= Prompt =
An exact copy of every record is the required answer.

Dataset entries:

____

PR #1227, opened 2019-08-04
use realpath to deduce absolute path of the script

zaliu:
Use realpath to deduce absolute path of the script so that clang_offload_bundler can be located.  This is important when extractkernel is picked up from /opt/rocm/bin as opposed to /opt/rocm/hcc/bin because clang_offload_bundler exists only under /opt/rocm/hcc/bin.

### DIFF
--- a/lib/extractkernel.in
+++ b/lib/extractkernel.in
@@ -2,7 +2,8 @@
 use strict;
 use File::Copy;
 use File::Spec;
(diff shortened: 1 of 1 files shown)


aaronenyeshi (approved):

david-salinas (approved):
LGTM

PR #1230, opened 2019-08-08
When inspecting a victim queue, use try_lock to avoid deadlock

scchan:


jeffdaily (approved):
LGTM.  I can't believe I missed the loop bound check in an earlier review.

david-salinas (approved):
LGTM

aaronenyeshi (approved):

PR #1243, opened 2019-08-16
remove use of RTLD_NODELETE from mcwamp.cpp

jeffdaily:
This fixes a problem in certain TensorFlow tests where the following assertion occurs during shutdown.
```
Inconsistency detected by ld.so: dl-close.c: 811: _dl_close: Assertion `map->l_init_called' failed!
```


scchan (approved):
LGTM

PR #1246, opened 2019-08-20
Introduce KMHACKISA environment variable for ISA-level code injection.

whchung:
When used with `-fno-gpu-rdc`, this allows applications to inject ISA into
object files. This flag is used for kernel developers to tweak ISA before an
optimization can be devised in the compiler.

The feature is developed for @asroy and @zjing14 . Need verification from their applications first.

### DIFF
--- a/lib/clamp-device.in
+++ b/lib/clamp-device.in
@@ -34,6 +34,9 @@ KMOPTLLC="${KMOPTLLC:="-O2"}"
 # enable LLVM hijacking
 KMHACKLLVM="${KMHACKLLVM:=0}"
 
+# enable ISA hijacking
+KMHACKISA="${KMHACKISA:=0}"
+
 # enable ThinLTO
 KMTHINLTO="${KMTHINLTO:=0}"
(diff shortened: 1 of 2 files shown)


scchan (commented):
I think this should work

whchung:
@scchan , @asroy and @zjing14 both could apply the patch onto their projects and do ISA-level tweaking now. Removing `[DO NOT MERGE]` tag now.

whchung:
+ @jehandadkhan for awareness.

with this PR you are able to inject additional or replace ISA coming out from the compiler.

whchung:
@scchan This feature is gradually getting picked up by kernel developers in MIOpen team. Wondering could you give this PR another go? Thanks.

scchan:
@whchung I'd like to get PR1245 first if possible since it's higher priority.  This PR will probably have be updated to adapt to those changes.

aaronenyeshi (changes requested):
Closing old prs

PR #1251, opened 2019-08-26
Changes to CMakeLists file to make sure that it can support SLES

adilad:
Addition of packages for SLES in CPACKRPM


adilad:
Will submit a new one.

PR #1256, opened 2019-08-30
use a smaller async ops vector size to reduce the number of signals

scchan:


scchan:
@gargrahul could you please review?

gargrahul (approved):
LGTM

jeffdaily:
How small is too small?  If it is too small, the host will block until the op signal clears.  Have we verified whether this affects performance of benchmarks and frameworks?

jeffdaily:
I can see a small asyncop size like this being okay, but only if we also managed to not allocate a signal for every kernel.  Otherwise, frequent queuing of kernels will block the host.  I am aware of one or more PyTorch workloads that queues many kernels, where we were already seeing the queue depth to be reached when it was still 16K.

scchan:
This PR was closed by mistake and it couldn't be reopen for some reason...

PR #1265, opened 2019-09-06
Use the path of libmcwamp to dlopen libmcwamp_hsa

scchan:


lib/mcwamp.cpp
```diff
@@ -428,6 +433,22 @@ KalmarContext *getContext() {
...
+        if (pos != std::string::npos) {
+          p.erase(p.begin()+pos, p.end());
+          CLAMP::library_path = std::move(p);
+          return 1;
+        }
+      }
+      return 0;
+    }, nullptr);
+
     bool to_init = false;
```
srinivamd, line 452: LGTM

srinivamd (approved):
LGTM

jeffdaily:
I'm getting a seg fault with pytorch test.sh.

jeffdaily:
Turning CLAMP::library_path into a static function seems to avoid the seg fault.  See
https://github.com/jeffdaily/hcc/pull/1
for the diff.

scchan:
> Turning CLAMP::library_path into a static function seems to avoid the seg fault. See
> [jeffdaily#1](https://github.com/jeffdaily/hcc/pull/1)
> for the diff.

I haven't seen any segfault... but perhaps it may have to do with the order of when the global objects get constructed.
I made a comment to your commit, could you try that?  If that works, could you submit a PR?

scchan:
replaced by https://github.com/RadeonOpenCompute/hcc/pull/1266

____

= Output for this task =
PR #1227, opened 2019-08-04
use realpath to deduce absolute path of the script

zaliu:
Use realpath to deduce absolute path of the script so that clang_offload_bundler can be located.  This is important when extractkernel is picked up from /opt/rocm/bin as opposed to /opt/rocm/hcc/bin because clang_offload_bundler exists only under /opt/rocm/hcc/bin.

### DIFF
--- a/lib/extractkernel.in
+++ b/lib/extractkernel.in
@@ -2,7 +2,8 @@
 use strict;
 use File::Copy;
 use File::Spec;
(diff shortened: 1 of 1 files shown)


aaronenyeshi (approved):

david-salinas (approved):
LGTM

PR #1230, opened 2019-08-08
When inspecting a victim queue, use try_lock to avoid deadlock

scchan:


jeffdaily (approved):
LGTM.  I can't believe I missed the loop bound check in an earlier review.

david-salinas (approved):
LGTM

aaronenyeshi (approved):

PR #1243, opened 2019-08-16
remove use of RTLD_NODELETE from mcwamp.cpp

jeffdaily:
This fixes a problem in certain TensorFlow tests where the following assertion occurs during shutdown.
```
Inconsistency detected by ld.so: dl-close.c: 811: _dl_close: Assertion `map->l_init_called' failed!
```


scchan (approved):
LGTM

PR #1246, opened 2019-08-20
Introduce KMHACKISA environment variable for ISA-level code injection.

whchung:
When used with `-fno-gpu-rdc`, this allows applications to inject ISA into
object files. This flag is used for kernel developers to tweak ISA before an
optimization can be devised in the compiler.

The feature is developed for @asroy and @zjing14 . Need verification from their applications first.

### DIFF
--- a/lib/clamp-device.in
+++ b/lib/clamp-device.in
@@ -34,6 +34,9 @@ KMOPTLLC="${KMOPTLLC:="-O2"}"
 # enable LLVM hijacking
 KMHACKLLVM="${KMHACKLLVM:=0}"
 
+# enable ISA hijacking
+KMHACKISA="${KMHACKISA:=0}"
+
 # enable ThinLTO
 KMTHINLTO="${KMTHINLTO:=0}"
(diff shortened: 1 of 2 files shown)


scchan (commented):
I think this should work

whchung:
@scchan , @asroy and @zjing14 both could apply the patch onto their projects and do ISA-level tweaking now. Removing `[DO NOT MERGE]` tag now.

whchung:
+ @jehandadkhan for awareness.

with this PR you are able to inject additional or replace ISA coming out from the compiler.

whchung:
@scchan This feature is gradually getting picked up by kernel developers in MIOpen team. Wondering could you give this PR another go? Thanks.

scchan:
@whchung I'd like to get PR1245 first if possible since it's higher priority.  This PR will probably have be updated to adapt to those changes.

aaronenyeshi (changes requested):
Closing old prs

PR #1251, opened 2019-08-26
Changes to CMakeLists file to make sure that it can support SLES

adilad:
Addition of packages for SLES in CPACKRPM


adilad:
Will submit a new one.

PR #1256, opened 2019-08-30
use a smaller async ops vector size to reduce the number of signals

scchan:


scchan:
@gargrahul could you please review?

gargrahul (approved):
LGTM

jeffdaily:
How small is too small?  If it is too small, the host will block until the op signal clears.  Have we verified whether this affects performance of benchmarks and frameworks?

jeffdaily:
I can see a small asyncop size like this being okay, but only if we also managed to not allocate a signal for every kernel.  Otherwise, frequent queuing of kernels will block the host.  I am aware of one or more PyTorch workloads that queues many kernels, where we were already seeing the queue depth to be reached when it was still 16K.

scchan:
This PR was closed by mistake and it couldn't be reopen for some reason...

PR #1265, opened 2019-09-06
Use the path of libmcwamp to dlopen libmcwamp_hsa

scchan:


lib/mcwamp.cpp
```diff
@@ -428,6 +433,22 @@ KalmarContext *getContext() {
...
+        if (pos != std::string::npos) {
+          p.erase(p.begin()+pos, p.end());
+          CLAMP::library_path = std::move(p);
+          return 1;
+        }
+      }
+      return 0;
+    }, nullptr);
+
     bool to_init = false;
```
srinivamd, line 452: LGTM

srinivamd (approved):
LGTM

jeffdaily:
I'm getting a seg fault with pytorch test.sh.

jeffdaily:
Turning CLAMP::library_path into a static function seems to avoid the seg fault.  See
https://github.com/jeffdaily/hcc/pull/1
for the diff.

scchan:
> Turning CLAMP::library_path into a static function seems to avoid the seg fault. See
> [jeffdaily#1](https://github.com/jeffdaily/hcc/pull/1)
> for the diff.

I haven't seen any segfault... but perhaps it may have to do with the order of when the global objects get constructed.
I made a comment to your commit, could you try that?  If that works, could you submit a PR?

scchan:
replaced by https://github.com/RadeonOpenCompute/hcc/pull/1266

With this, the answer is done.